• About this task
Reading the listing that follows, count the lines where "code" appears, and answer with only that count.

** Data records follows **

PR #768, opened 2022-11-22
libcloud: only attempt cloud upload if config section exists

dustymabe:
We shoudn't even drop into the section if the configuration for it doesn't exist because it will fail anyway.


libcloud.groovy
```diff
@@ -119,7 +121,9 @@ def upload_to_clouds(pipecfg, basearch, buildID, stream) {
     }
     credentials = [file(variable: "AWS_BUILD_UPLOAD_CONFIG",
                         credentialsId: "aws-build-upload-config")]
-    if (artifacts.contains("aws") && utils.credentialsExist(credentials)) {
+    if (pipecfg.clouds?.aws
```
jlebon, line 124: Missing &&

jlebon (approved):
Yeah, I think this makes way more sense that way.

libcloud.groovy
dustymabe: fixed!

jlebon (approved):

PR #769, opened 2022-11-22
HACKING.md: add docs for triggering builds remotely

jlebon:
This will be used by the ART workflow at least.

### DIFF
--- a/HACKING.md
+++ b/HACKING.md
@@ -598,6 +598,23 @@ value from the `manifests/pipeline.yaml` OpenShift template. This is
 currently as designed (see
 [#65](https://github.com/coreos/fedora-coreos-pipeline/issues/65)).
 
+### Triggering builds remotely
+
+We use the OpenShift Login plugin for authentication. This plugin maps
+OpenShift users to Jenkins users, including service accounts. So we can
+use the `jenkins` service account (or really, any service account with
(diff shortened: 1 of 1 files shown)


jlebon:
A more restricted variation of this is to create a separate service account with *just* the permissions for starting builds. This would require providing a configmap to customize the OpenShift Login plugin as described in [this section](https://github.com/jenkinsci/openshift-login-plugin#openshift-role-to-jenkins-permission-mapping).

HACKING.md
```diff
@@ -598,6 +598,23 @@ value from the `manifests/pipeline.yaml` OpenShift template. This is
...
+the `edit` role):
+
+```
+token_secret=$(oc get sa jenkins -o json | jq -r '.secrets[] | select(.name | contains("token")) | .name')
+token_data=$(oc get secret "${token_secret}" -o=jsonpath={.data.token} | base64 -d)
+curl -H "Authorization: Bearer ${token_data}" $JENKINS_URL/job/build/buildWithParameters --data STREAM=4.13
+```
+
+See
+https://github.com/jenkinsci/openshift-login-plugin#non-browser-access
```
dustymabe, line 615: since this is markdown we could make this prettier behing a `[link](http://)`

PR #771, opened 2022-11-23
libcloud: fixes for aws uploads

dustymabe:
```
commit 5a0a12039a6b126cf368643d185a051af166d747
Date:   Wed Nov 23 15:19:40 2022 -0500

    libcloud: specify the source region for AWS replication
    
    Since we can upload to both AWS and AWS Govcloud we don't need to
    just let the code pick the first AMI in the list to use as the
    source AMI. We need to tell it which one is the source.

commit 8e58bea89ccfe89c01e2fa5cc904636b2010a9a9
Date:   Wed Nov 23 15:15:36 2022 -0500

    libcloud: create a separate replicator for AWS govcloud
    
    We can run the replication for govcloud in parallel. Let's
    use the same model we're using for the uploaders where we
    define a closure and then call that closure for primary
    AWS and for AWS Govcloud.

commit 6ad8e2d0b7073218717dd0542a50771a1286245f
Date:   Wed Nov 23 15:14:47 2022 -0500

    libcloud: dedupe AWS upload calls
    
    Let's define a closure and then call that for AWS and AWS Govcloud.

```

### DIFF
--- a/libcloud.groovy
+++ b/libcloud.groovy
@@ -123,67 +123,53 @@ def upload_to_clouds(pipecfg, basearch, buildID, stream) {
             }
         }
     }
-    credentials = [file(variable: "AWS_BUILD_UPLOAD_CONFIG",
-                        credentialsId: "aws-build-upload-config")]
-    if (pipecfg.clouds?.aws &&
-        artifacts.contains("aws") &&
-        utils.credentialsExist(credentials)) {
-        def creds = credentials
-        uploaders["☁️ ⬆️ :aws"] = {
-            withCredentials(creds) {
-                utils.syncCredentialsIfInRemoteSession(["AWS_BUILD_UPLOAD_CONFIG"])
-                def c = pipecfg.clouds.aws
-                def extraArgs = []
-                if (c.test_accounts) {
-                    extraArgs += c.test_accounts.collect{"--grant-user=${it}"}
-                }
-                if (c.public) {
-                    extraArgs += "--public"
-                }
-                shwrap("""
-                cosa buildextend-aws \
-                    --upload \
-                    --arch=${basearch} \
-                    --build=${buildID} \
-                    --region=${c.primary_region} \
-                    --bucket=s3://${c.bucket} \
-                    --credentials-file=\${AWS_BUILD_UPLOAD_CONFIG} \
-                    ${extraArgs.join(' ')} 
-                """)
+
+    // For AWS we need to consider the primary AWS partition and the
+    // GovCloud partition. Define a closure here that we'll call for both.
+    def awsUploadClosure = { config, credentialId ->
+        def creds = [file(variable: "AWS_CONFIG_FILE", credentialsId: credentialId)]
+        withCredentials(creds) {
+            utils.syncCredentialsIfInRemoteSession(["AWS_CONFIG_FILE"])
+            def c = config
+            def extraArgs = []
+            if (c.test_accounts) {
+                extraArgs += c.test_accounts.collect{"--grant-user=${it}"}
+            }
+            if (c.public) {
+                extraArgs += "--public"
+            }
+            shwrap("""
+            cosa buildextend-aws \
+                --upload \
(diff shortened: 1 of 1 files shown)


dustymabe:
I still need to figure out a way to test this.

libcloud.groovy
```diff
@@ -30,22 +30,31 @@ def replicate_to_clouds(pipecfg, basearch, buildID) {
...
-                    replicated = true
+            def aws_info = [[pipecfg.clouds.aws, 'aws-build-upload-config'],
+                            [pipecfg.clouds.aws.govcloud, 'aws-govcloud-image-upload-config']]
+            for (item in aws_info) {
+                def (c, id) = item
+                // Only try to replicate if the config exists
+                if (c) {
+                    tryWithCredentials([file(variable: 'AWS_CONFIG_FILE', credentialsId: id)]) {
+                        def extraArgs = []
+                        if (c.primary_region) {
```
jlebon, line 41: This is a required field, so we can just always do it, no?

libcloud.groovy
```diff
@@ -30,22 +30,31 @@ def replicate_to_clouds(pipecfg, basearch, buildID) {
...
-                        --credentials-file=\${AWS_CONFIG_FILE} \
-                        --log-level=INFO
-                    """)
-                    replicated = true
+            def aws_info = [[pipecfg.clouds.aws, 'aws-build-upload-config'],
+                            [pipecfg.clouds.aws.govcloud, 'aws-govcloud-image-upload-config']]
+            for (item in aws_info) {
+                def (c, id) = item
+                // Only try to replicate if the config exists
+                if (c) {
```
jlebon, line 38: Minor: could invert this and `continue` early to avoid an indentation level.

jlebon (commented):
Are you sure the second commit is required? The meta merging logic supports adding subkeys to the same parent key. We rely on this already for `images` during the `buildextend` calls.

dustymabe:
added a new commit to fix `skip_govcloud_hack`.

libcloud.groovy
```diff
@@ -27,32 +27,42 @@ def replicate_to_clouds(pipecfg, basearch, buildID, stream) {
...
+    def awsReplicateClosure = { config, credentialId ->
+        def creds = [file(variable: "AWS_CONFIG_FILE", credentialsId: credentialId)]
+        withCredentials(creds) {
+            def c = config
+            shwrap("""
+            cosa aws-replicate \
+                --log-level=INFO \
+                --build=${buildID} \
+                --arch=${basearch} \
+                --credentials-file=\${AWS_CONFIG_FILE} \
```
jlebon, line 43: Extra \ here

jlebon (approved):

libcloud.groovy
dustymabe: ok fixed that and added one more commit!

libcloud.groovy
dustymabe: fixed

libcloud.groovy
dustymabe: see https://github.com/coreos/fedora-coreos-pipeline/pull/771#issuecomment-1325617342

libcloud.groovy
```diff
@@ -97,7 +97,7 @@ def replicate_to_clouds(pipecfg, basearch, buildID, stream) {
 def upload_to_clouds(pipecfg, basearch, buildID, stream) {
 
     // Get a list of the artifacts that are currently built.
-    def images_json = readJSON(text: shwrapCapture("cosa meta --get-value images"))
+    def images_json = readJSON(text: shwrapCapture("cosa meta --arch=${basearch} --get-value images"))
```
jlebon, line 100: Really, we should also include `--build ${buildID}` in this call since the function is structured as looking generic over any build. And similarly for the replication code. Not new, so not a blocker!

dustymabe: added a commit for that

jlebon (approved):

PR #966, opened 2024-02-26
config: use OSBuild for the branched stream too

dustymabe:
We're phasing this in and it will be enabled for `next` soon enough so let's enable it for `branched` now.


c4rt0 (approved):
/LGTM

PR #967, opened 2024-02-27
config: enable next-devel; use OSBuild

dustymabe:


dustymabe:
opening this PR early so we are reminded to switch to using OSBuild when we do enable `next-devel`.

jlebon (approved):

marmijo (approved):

** End of Data records **

• Response area
2